3-115 | 3-115 |
De heer Jan Steverlynck (CD&V). - Internetveilingen kennen steeds meer succes. Niet alleen fervente verzamelaars doen er een beroep op, ook occasionele gebruikers vinden hun weg naar veilingsites. Op eBay en Yezzz, de twee grootste veilingsites in België, worden respectievelijk 190.000 en 270.000 artikelen aangeboden.
Het principe is eenvoudig. Iemand biedt gedurende een bepaalde periode een product te koop aan op een veilingsite. Potentiële kopers kunnen in die tijd een bod uitbrengen. Wanneer de door de verkoper vooraf vastgelegde minimumprijs voor het product wordt gehaald, dan wordt het verkocht aan de hoogste bieder. De betaling van het product gebeurt contant bij het afhalen of vooraf. Om objecten aan te bieden of te kopen, moet men eerst lid worden. Hiervoor volstaan de adresgegevens en een e-mailadres. Verkopen of bieden gebeurt met een zelf te kiezen gebruikersnaam, die gekoppeld is aan de bijbehorende adresgegevens. De gebruikersnaam krijgt de tegenpartij pas te zien bij het afronden van de veiling.
Voor velen is de anonimiteit van gebruikers van een veilingsite een aanzienlijke aantrekkingspool om een product te verhandelen. Toch is het net door die anonimiteit dat het aantal klachten van gedupeerden bij internetveilingen vrij aanzienlijk is. Erik Vangrieken van de veilingsite Yezzz spreekt van een fraudepercentage van 2 tot 3% van de transacties op de site. Consumentenorganisaties zoals Test-Aankoop geven aan dat vooral kopers gedupeerd worden. Bij het merendeel van de fraudegevallen gaat het om betaalde goederen die niet bij de koper terechtkomen.
De meeste veilingsites hebben een eigen methode om fraude te voorkomen.

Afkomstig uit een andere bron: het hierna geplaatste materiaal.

PR #11499, opened 2016-10-14
cmake: find GIT_VER variables if there is no .git dir

alimaredia:
find CEPH_GIT_VER & CEPH_GIT_NICE_VER if there is no
ceph/.git dir by parsing ceph/src/.git_version.

scenario is for building from source tarballs generated
by make-dist, since make-dist generates .git_version
by running make_version, and then packs .git_version
into the tarball.


src/CMakeLists.txt
```diff
@@ -182,6 +182,13 @@ option(ENABLE_GIT_VERSION "build Ceph with git version string" ON)
 if(${ENABLE_GIT_VERSION})
   get_git_head_revision(GIT_REFSPEC CEPH_GIT_VER)
   git_describe(CEPH_GIT_NICE_VER --always)
+  #if building from a source tarball via make-dist
+  if(${CEPH_GIT_VER} STREQUAL "GITDIR-NOTFOUND")
+    message(STATUS "Ceph/.git directory not found, parsing ${CMAKE_CURRENT_SOURCE_DIR}/.git_version for CEPH_GIT_VER and CEPH_GIT_NICE_VER")
+    file(STRINGS ${CMAKE_CURRENT_SOURCE_DIR}/.git_version CEPH_GIT_SHA_AND_TAG)
```
alimaredia: @alfredodeza if file() can't find src/.git_version then it errors when running the `cmake` command and won't build. Is that fine or should I have a further conditional for if it can't find that file?

alfredodeza: that should be enough I think

cbodley: agreed - the user can set `ENABLE_GIT_VERSION=OFF` if all else fails

alfredodeza:
Installing from: https://4.chacra.ceph.com/r/ceph/wip-kraken-no-git-dir/c5c6b59f296f0ace3a6cfd939027118e82ab50a4/ubuntu/xenial/flavors/default/

Gives the correct result:

    $ ceph --version
    ceph version v11.0.1-1-gc5c6b59 (c5c6b59f296f0ace3a6cfd939027118e82ab50a4)

PR #11500, opened 2016-10-14
CMakeLists.txt: enable LTTNG by default

liewegas:
This makes dev builds more closely match package builds.


tchaikov:
lgtm.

Zo beschikt eBay, de bekendste veilingsite met ruim 140 miljoen leden wereldwijd, over een eigen betalingssysteem, met name PayPal. Daarbij krijgt de aanbieder via een e-mailbericht de toestemming van de koper om een bepaald bedrag van zijn rekening af te schrijven. Verder krijgt de koper bij eBay een bescherming van 250 euro (met een franchise van 50 euro) als de verkoper zijn verplichtingen niet nakomt en de betaling kan worden bewezen. Een andere manier om meer veiligheid in het veilproces in te lassen is werken met een internetwinkel. DROPSTORE is de eerste `echte' winkel in België die van veilen op internet zijn hoofdactiviteit maakt. Eenmaal de goederen zijn afgeleverd in de winkel, zorgt DROPSTORE voor het hele veilproces via eBay, in ruil voor 20 à 30% van de opbrengst.

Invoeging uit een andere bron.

PR #11501, opened 2016-10-14
DNM: test: Remove check for "load: jerasure.*lrc"

dzafman:
Fix for broken test-erasure-code.sh and test-erasure-eio.sh


dachary:
I'm curious about why this is necessary ?

dzafman:
@dachary This commit is the only one removing the logging which includes "load: " that was merged Aug 17 d0cd88b3ee805854c6c0c5272f14793e95211b43   It doesn't look like the erasure code plug-in would be loaded by async msg code but what do I know.

dzafman:
Added another minor fix for a problem I saw on my build machine due to low space condition.

dachary:
The message is logged by ErasureCodePluginRegistry::load
<pre>
  (*plugin)->library = library;

  *ss << __func__ << ": " << plugin_name << " ";
</pre>

dachary:
loading the plugin happens at a very early stage in the mon bootstrap sequence. But there can be a race where
<pre>
CEPH_ARGS='' ceph --admin-daemon $dir/ceph-mon.a.asok log flush || return 1
</pre>
succeeds before the erasure code plugins are initialized. The log flush command is registered in the CephContext constructor and only later is global_init_preload_erasure_code called.

I think a safe way to avoid this rare case is to run ceph -s after the log flush. Does that make sense ?

dzafman:
@ldachary The test-erasure-*.sh tests aren't even running in master.  I know I saw them failing somewhere.

dachary:
They are not running ? Do you mean they have been removed from make check at some point ?

dzafman:
@ldachary Oops, I disabled them in master a while ago, but had them enabled in a new branch.   So I still want a variation of this fix.

dzafman:
@ldachary I tried a "ceph -s" that failed.  Then added a 30 second sleep it still fails the grep!  It isn't a rare race for in my build tree.

dzafman:
@ldachary Using gdb I not only never hit the load() function but the address for it isn't even available for the class " ErasureCodePluginRegistry"  Something must be statically linked or something else by default in my build tree.  I used vstart.sh to first config up and 1 MON 6 OSD set-up.  Then I kill and use gdb to check the ceph-mon start-up.

`
(gdb) info breakpoints
Num     Type           Disp Enb Address    What
1       breakpoint     keep y   <PENDING>  ErasureCodePluginRegistry::load
`

dzafman:
@ldachary Just to verify I put the greps back and Jenkins fails for both test the same way on the mon log.  Now I'm going to push it with my fix again.  I can't get a sleep or ceph -s to make it work.  See my gdb comment above.

```
/home/jenkins-build/build/workspace/ceph-pull-requests/src/test/erasure-code/test-erasure-code.sh:35: run:  grep 'load: jerasure.*lrc' testdir/test-erasure-code/mon.a.log
/home/jenkins-build/build/workspace/ceph-pull-requests/src/test/erasure-code/test-erasure-code.sh:35: run:  return 1
```

dachary:
I see they have been disabled in 5bc55338f5a1645bc651811fae2f89ad855ff86e. What I don't quite understand is the lack of message because [global_init_preload_erasure_code](https://github.com/ceph/ceph/blob/master/src/ceph_mon.cc#L493) calls [ErasureCodePluginRegistry::preload](https://github.com/ceph/ceph/blob/master/src/global/global_init.cc#L494) which loops over the [osd_erasure_code_plugins](https://github.com/ceph/ceph/blob/master/src/common/config_opts.h#L644) which has at least **jerasure** and **lrc** and will return on error and abort the mon/osd unless it [adds the expected message](https://github.com/ceph/ceph/blob/master/src/erasure-code/ErasureCodePlugin.cc#L179) to be [printed at verbose level 10](https://github.com/ceph/ceph/blob/master/src/global/global_init.cc#L501).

De anonimiteit van het hele verkoopproces brengt ook met zich mee dat de oorsprong van de producten moeilijker opspoorbaar is. Het lijkt mij niet onlogisch dat veilingsites een ideaal verkoopsmedium vormen om bijvoorbeeld gestolen goederen opnieuw aan de man te brengen. Ook de aard van de producten die aangeboden worden, kan problemen opleveren. In Amerika, de bakermat van de elektronische handel, is het al gebeurd dat organen via veilingsites worden aangeboden.

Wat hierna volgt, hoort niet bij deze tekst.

PR #11505, opened 2016-10-14
rgw: clean up RGWShardedOmapCRManager on early return

cbodley:
ShardedOmapCRManager is spawning coroutines that sleep. if we don't
finish them before trying to drain_all(), they'll lead to deadlock

Fixes: http://tracker.ceph.com/issues/17571

### DIFF
--- a/src/rgw/rgw_sync.cc
+++ b/src/rgw/rgw_sync.cc
@@ -814,6 +814,7 @@ public:
       }
       if (get_ret_status() < 0) {
         ldout(cct, 0) << "ERROR: failed to fetch metadata sections" << dendl;
+        yield entries_index->finish();
         yield lease_cr->go_down();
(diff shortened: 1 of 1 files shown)


yehudasa:
@cbodley lgtm, do we need to run specific tests on this one?

cbodley:
@yehudasa this one would be hard to reproduce in the absence of other bugs

i would (someday) love to hook up unit tests to each of these coroutines so we can get coverage of the error paths, but it'll take some work to be able to pass in mocks for each of the child crs they spawn. would you like me to try FetchAllMetaCR as a start?

yehudasa:
@cbodley sounds good

cbodley:
unit tests added as separate pr - they succeed when this fix is applied, and deadlock without

PR #11506, opened 2016-10-14
rgw: clear data_sync_cr if RGWDataSyncControlCR fails

cbodley:
async notifications will still try to call wakeup() on RGWDataSyncControlCR if it fails, leading to segfault

Fixes: http://tracker.ceph.com/issues/17569


yehudasa:
@cbodley lgtm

Er is nog geen specifieke wetgeving voor veilingen op het internet en het is niet duidelijk welke bestaande wetgeving van toepassing kan zijn. Zo verbiedt de wet op de handelspraktijken uitdrukkelijk dat bij aankoop van producten op afstand, vooruit wordt betaald. Bij internetveilingen is dat doorgaans wel het geval.
1.Aan welke wetgeving zijn internetveilingen onderworpen?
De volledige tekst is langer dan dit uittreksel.